In this post, I share how I used a conditional variational autoencoder (cVAE) to analyze resting-state fMRI data and uncover individual-specific effects of TMS. While this analysis is part of a larger research project, I wrote this post separately to spotlight how advances in deep learning can empower experimental neuroscience in ways that were previously out of reach.
Problem statement
Understanding how neuromodulation affects the brain is a fundamental challenge in cognitive neuroscience. In this project, I applied a conditional variational autoencoder (cVAE) to model and detect stimulation-induced changes in resting-state functional connectivity (FC). The cVAE was trained to capture the structure of FC patterns across different TMS conditions, while accounting for individual variability.
Why a cVAE?
Variational autoencoders (VAEs) are generative models that learn a latent representation of data. By extending this to a conditional setup, the model can learn how the latent structure shifts based on external factors—in this case, the stimulation condition (cTBS vs. sham).

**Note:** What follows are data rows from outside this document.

Issue #388, opened 2022-08-16
PDF-generator needs a "page render completed" indicator 


SandGrainOne:
### Description

The new PDF-generator currently being planned will be using puppeteer and chrome to convert an app-page to PDF. To do this as flexibly as possible, puppeteer needs a "hook" on the page(s) being rendered that indicate that the page is ready.

In puppeteer this is called the [waitForSelector](https://pptr.dev/api/puppeteer.page.waitforselector/).

Ideally the PDF-generator should be able to wait for the same element regardless of page being rendered. There might already be such a DOM element, but the platform team will need help identifying what to use. 

We would like to find such a DOM element on all pages instead of restricting what pages that can be used to create a PDF.

olemartinorg:
Closing, as this has been tested OK by @SandGrainOne

PR #423, opened 2022-08-30
Adding an element for the PDF generator to know when the page has loaded

olemartinorg:
## Description
This element should be injected everywhere in our app at the points where all content has been loaded and the DOM is ready for the user (i.e., after all our loading placeholders). This element (`#readyForPrint`) can be listened for by the PDF generator to know when the page can be printed to a PDF.

As it's notoriously hard to test these things, and I'm not sure how (or even if) we should include this in our Cypress test suite, I opened up the debugger in Chrome and pasted this code inside a file to make sure we trigger a breakpoint (which freezes rendering) when the `readyForPrint` element appears on the page. It's not pretty, but it's what made me find the issue with images that have to be loaded.

```typescript
let iterations = 0;
let found = false;
setInterval(() => {
  iterations++;
  const elmFound = !!document.getElementById('readyForPrint');
  if (!found && elmFound) {
    found = true;
    console.log(
      'Found readyForPrint after',
      iterations,
      'iterations',
      document.readyState,
    );
    debugger;
  } else if (found && !elmFound) {
    found = false;
    iterations = 0;
  }
}, 5);
```

I'm not sure about the naming - maybe we should use a more generic name like `altinnAppReady` instead?

## Related Issue(s)
- #388

## Verification
- [ ] All tests run green

## Documentation

### DIFF
--- a/src/altinn-app-frontend/src/shared/components/ReadyForPrint.tsx
+++ b/src/altinn-app-frontend/src/shared/components/ReadyForPrint.tsx
@@ -1,0 +1,48 @@
+import React from 'react';
+
+/**
+ * This element only serves to let our PDF generator know the app is ready and have rendered its content.
+ * It should be included in the app DOM for every possible execution path, except those where we're showing
+ * loading indicators to the user while waiting for content to get ready.
+ */
+export function ReadyForPrint() {
+  const [imagesLoaded, setImagesLoaded] = React.useState(false);
+
+  React.useLayoutEffect(() => {
+    const promises = [];
+
+    const imageLoadPromise = (img: HTMLImageElement) => {
+      return new Promise((res) => {
+        img.addEventListener('load', res);
+        img.addEventListener('error', res);
+      });
+    };
+
+    document.querySelectorAll('img').forEach((image) => {
+      image.complete || promises.push(imageLoadPromise(image));
+    });
+
+    Promise.all(promises).then(() => {
+      // All images have loaded (or failed to load), but they haven't always been painted/caused a re-render. A request
+      // for an animation frame reserves you a slot to execute some code _before the next repaint_, but that might be
+      // the repaint where the image was supposed to render. When we call it twice, we're guaranteed to output our
+      // element after all images have been rendered.
+      requestAnimationFrame(() => {
+        requestAnimationFrame(() => {
+          setImagesLoaded(true);
+        });
+      });
+    });
+  }, []);
+
+  if (!imagesLoaded) {
+    return;
+  }
+
+  return (
+    <div
+      style={{ display: 'none' }}
+      id='readyForPrint'
+    />
+  );
+}
--- a/src/altinn-app-frontend/src/features/confirm/containers/Confirm.tsx
+++ b/src/altinn-app-frontend/src/features/confirm/containers/Confirm.tsx
@@ -9,6 +9,7 @@ import {
 } from 'src/common/hooks';
 import { ValidationActions } from 'src/features/form/validation/validationSlice';
 import { selectAppName } from 'src/selectors/language';
+import { ReadyForPrint } from 'src/shared/components/ReadyForPrint';
 import { InstanceDataActions } from 'src/shared/resources/instanceData/instanceDataSlice';
 import { ProcessActions } from 'src/shared/resources/process/processSlice';
 import { getValidationUrl } from 'src/utils/appUrlHelper';
@@ -191,6 +192,7 @@ const Confirm = () => {
             pdf={getInstancePdf(instance.data)}
           />
           <SubmitButton />
+          <ReadyForPrint />
         </>
       )}
     </div>
--- a/src/altinn-app-frontend/src/features/feedback/Feedback.tsx
+++ b/src/altinn-app-frontend/src/features/feedback/Feedback.tsx
@@ -3,6 +3,7 @@ import * as React from 'react';
 import { createTheme, MuiThemeProvider, Typography } from '@material-ui/core';
 
 import { useAppDispatch, useAppSelector } from 'src/common/hooks';
+import { ReadyForPrint } from 'src/shared/components/ReadyForPrint';
 import { ProcessActions } from 'src/shared/resources/process/processSlice';
 import { getTextFromAppOrDefault } from 'src/utils/textResource';
 
@@ -34,6 +35,7 @@ export default function Feedback() {
           {getTextFromAppOrDefault('feedback.body', textResources, language)}
         </Typography>
       </MuiThemeProvider>
+      <ReadyForPrint />
     </div>
   );
 }
--- a/src/altinn-app-frontend/src/features/form/containers/Form.tsx
+++ b/src/altinn-app-frontend/src/features/form/containers/Form.tsx
@@ -10,6 +10,7 @@ import { DisplayGroupContainer } from 'src/features/form/containers/DisplayGroup
 import { mapGroupComponents } from 'src/features/form/containers/formUtils';
 import { GroupContainer } from 'src/features/form/containers/GroupContainer';
 import { PanelGroupContainer } from 'src/features/form/containers/PanelGroupContainer';
+import { ReadyForPrint } from 'src/shared/components/ReadyForPrint';
 import {
   extractBottomButtons,
   hasRequiredFields,
@@ -150,6 +151,7 @@ export function Form() {
         )}
         <ErrorReport components={errorReportComponents} />
       </Grid>
+      <ReadyForPrint />
     </>
   );
 }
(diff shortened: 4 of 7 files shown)


src/altinn-app-frontend/src/shared/components/ReadyForPrint.tsx
```diff
@@ -0,0 +1,48 @@
...
+        img.addEventListener('load', res);
+        img.addEventListener('error', res);
+      });
+    };
+
+    document.querySelectorAll('img').forEach((image) => {
+      image.complete || promises.push(imageLoadPromise(image));
+    });
+
+    Promise.all(promises).then(() => {
```
haakemon, line 25: Can we be sure that after all images are loaded/painted, all other content has been loaded? 

What about pages where there are no images?

src/altinn-app-frontend/src/shared/components/ReadyForPrint.tsx
```diff
@@ -0,0 +1,48 @@
+import React from 'react';
+
+/**
+ * This element only serves to let our PDF generator know the app is ready and have rendered its content.
+ * It should be included in the app DOM for every possible execution path, except those where we're showing
```
haakemon, line 5: Could it be moved to the root instead, so we only have to include it once? Just thinking it might be difficult to remember to add this component to new areas.

src/altinn-app-frontend/src/shared/components/ReadyForPrint.tsx
olemartinorg: No, we can't really be sure of that - but I can't think of anything else that is added to the DOM but won't be displayed until some later stage (when it is loaded). We're not loading external CSS at any point either. The only thing I could think of is we should make sure we're not waiting for any sagas currently not fulfilled/rejected, but I can't think of a way to know that for sure (not all sagas have to result in anything either).

For pages with no images, there are no promises to await, so `Promise.all()` resolves immediately - so that shouldn't be a problem.

src/altinn-app-frontend/src/shared/components/ReadyForPrint.tsx
olemartinorg: I know, yes, maintainability is the biggest problem... Maybe I could hack together something that makes sure to wait until there are no `AltinnLoader` elements in the page - that could probably work! Let me research that for a bit. Thanks for the idea!

src/altinn-app-frontend/src/shared/components/ReadyForPrint.tsx
haakemon: > For pages with no images, there are no promises to await, so Promise.all() resolves immediately - so that shouldn't be a problem.

Wont this be a problem, since the promises resolves immediately, and the content may not have loaded yet? :) 

Any app could also potentially load external css (or js for that matter)

src/altinn-app-frontend/src/shared/components/ReadyForPrint.tsx
haakemon: We are not guaranteed to use AltinnLoaders when loading content either, so not sure this approach will be any more bulletproof than the current solution.

src/altinn-app-frontend/src/shared/components/ReadyForPrint.tsx
olemartinorg: By using `useLayoutEffect`, this runs after the DOM mutations, so all `img` elements should be loaded into the DOM at that point - ready for us to wait until they load.

And yes, any other resources may also be loaded - but I don't think that's a problem here. I'm assuming Puppeteer will wait for the document `readyState` to settle - but I guess I could add a state check for that as well. The core problem here is that while the page looks to be ready (i.e. the `readyState` indicates the page is ready, and the DOM has finished painting), the Altinn app is still not ready (because our initializing sagas are still running, fetching data, and the page is showing you the loading indicator).

src/altinn-app-frontend/src/shared/components/ReadyForPrint.tsx
olemartinorg: Right, but it might be better than the alternative, though? So, in principle, either:
1. Hope we'll remember to include this element everywhere in future execution paths, after content has been loaded. If we don't, the PDF generation might time-out (resulting in either PDFs not being generated at all, or the processing taking longer than they need to).
2. Hope we'll remember to update the implementation of this element every time we add/change components used to display "we're loading your data" indicators (such as spinners). The consequence if we don't is PDFs being generated too early, sometimes simply just showing the loading indicator instead of actual data.

I prefer the second alternative here, as I think it's slightly more maintainable. I'm basing that assumption on my other assumptions that:
- We'll probably add branching paths in the app loading procedure more often than we're adding loading indicator components
- Users/app developers will be more likely to let us know if a PDF shows them something entirely useless rather than just the PDF taking a bit longer than usual.

Also, I haven't started experimenting with a hack, but I think I can implement some console warnings/errors should we render the `ReadyForPrint` element a bit too early (by detecting near-immediate DOM changes after the render not caused by user interaction - usually indicating the `ReadyForPrint` element was not rendered late enough).

haakemon: I think the suggestion is good, lets try it :)

olemartinorg: @ivarne That's a good point - no, I guess that would be hard (retroactively replacing data in instances) to impossible (replacing files users have downloaded).

In this issue, the working assumption is that the PDF generator is 'blind', in that it loads a page, doesn't know exactly what it is looking at, and just prints it. I'm also assuming this is a stop-gap for a future solution where `app-frontend-react` gets some kind of indication that an instance should be presented in a printable manner, and thus generates the proper DOM for a ready-to-print presentation. In that case, the PDF generator could also be made to perform some checks to make sure it 'sees' something similar to what it is supposed to see (making it 'non-blind'). @SandGrainOne can probably give us some insights here on the future PDF plans (and the way it will work alongside `app-frontend-react`). If it is blind, and we only have a simple high-level element to indicate the page is (or hopefully is) ready to print, the risk of future changes to `app-frontend-react` breaking PDFs is quite high, IMO.

SandGrainOne: This is indeed a stop-gap and a work in progress. The immediate goal it to collect som experience with the new PDF solution. What kind of performance are we getting and what type of issues can occur.

olemartinorg: @haakemon I looked at a more generic and maintainable solution, but I firmly believe there's a time limit to how long it should be worth spending on this. I went down a route using `MutationObserver` on the root node with some heuristics to guess at which point the app has started rendering its content, and look for loading-indicator components inside it. Could be cool, but I'm not having any luck getting `MutationObserver` to actually do my bidding.

In summary, I think we should go ahead with this (suboptimal) solution, and rather create an issue for us to remove it later (when a proper interaction with the PDF generator is implemented).

Some details for those who want to know why this seemingly simple task could be this difficult to implement: In principle, we want an indicator to know when the page is "ready", and content has rendered. We don't know which content is rendered, and we want to implement it in a way (unlike the current implementation) where any future content alternatives also get covered - so developers don't have to know to include this indicator. If the page is displaying a loader/spinner, we should not add the indicator to the DOM, and if we'll show a loader/spinner in the future we also cannot add the indicator to the DOM *yet*. The React app includes code paths (for example in `App.tsx`) that will short-circuit the rendering and return a `null` (in practice defer rendering and show a white page for a little bit longer), and we need to detect that as a non-ready state. We also have wrappers around `App` that outputs empty `div` elements - so even though those are HTML elements, they shouldn't be considered content. We can solve a lot with heuristics (i.e. defining a 'ready' page to be one with more than 3 elements inside the root container, where none of them are loaders/spinners), but even that is not a guaranteed solution (a few more `App` wrappers producing empty `div`s, and that thing breaks). We could simply move the indicator inside `App.tsx`, but then it would break again the same way when `PartySelection.tsx` loads (as it will return `null` until it has a language). We could replace all `null` values with an element that actively blocks the ready-indicator, but then we're still not guaranteed a developer will not just add a new `return null;` somewhere else in the future and break the whole thing. </rant>

TL;DR: This thing is not great, but it's good enough for a temporary solution. Let's make sure it's temporary, and move to make a regression-testable proper PDF 'mode' in the future.

haakemon: I agree - I think the suggestion you have added is a good start to get some more experience with the new PDF generator. We will likely need to make adjustments as we go.

haakemon (approved):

This approach is particularly powerful for fMRI analysis because:
- Functional connectivity (FC) patterns can be highly similar within individuals, potentially masking stimulation-related effects.
- Stimulation may induce individual-specific effects that are not aligned across participants, making traditional group comparisons less sensitive.
The data at a glance
To explore how brain stimulation affects the brain at rest, I collected data from 48 participants. Each person came in for multiple sessions, including:
- 1 baseline session with no stimulation (just resting)
- 2 sessions with real brain stimulation (called cTBS)
- 4 sessions with sham stimulation (like a placebo, with no real effect)
This design allows us to compare brain activity within each person, detecting subtle changes that wouldn’t show up in group averages. Note that there’s an inherent imbalance between sham and real sessions (for the other experiment purpose, not detailed here) and later we will talk about how to avoid bias of it during the VAE training.
From scans to signals
In each session, we recorded the brain’s activity using resting-state fMRI. I then converted this activity into a functional connectivity (FC) matrix, which basically maps how different regions of the brain are communicating.
These matrices were used as input to the deep learning model.
This is the code to load the data.
# Encode FC matrix
fc_vector = fc_matrix[np.triu_indices(fc_matrix.shape[0], k=1)]
Model Architecture
The cVAE consisted of:
- Encoder: Maps FC + condition to latent space
- Decoder: Reconstructs FC from latent vector + condition
- Loss: Standard ELBO, combining reconstruction loss and KL divergence
The training objective:
\[\mathcal{L} = \mathbb{E}_{q_\phi(z|x, c)}[\log p_\theta(x|z, c)] - D_{KL}(q_\phi(z|x, c) \| p(z))\]Where:
- ( x ) is the observed FC
- ( c ) is the stimulation condition
- ( z ) is the latent variable
Key characteristics:
- Input: FC vector from each ROI to AAL region
- Condition: One-hot vector encoding of subject identity
- Target: Reconstruction of the original FC pattern
Controlling for Session Imbalance
Due to our experimental design, each subject has data with more sham than cTBS sessions. To avoid bias, I implemented a weighted random sampling strategy during training, assigning higher sampling weights to the underrepresented condition. This ensured balanced representation and prevented the model from overfitting to sham patterns.
Results: Latent Representation of Stimulation Effects
One way we quantified stimulation effects was by measuring the Euclidean distance in latent space between each session and the subject’s unstimulated (null) baseline.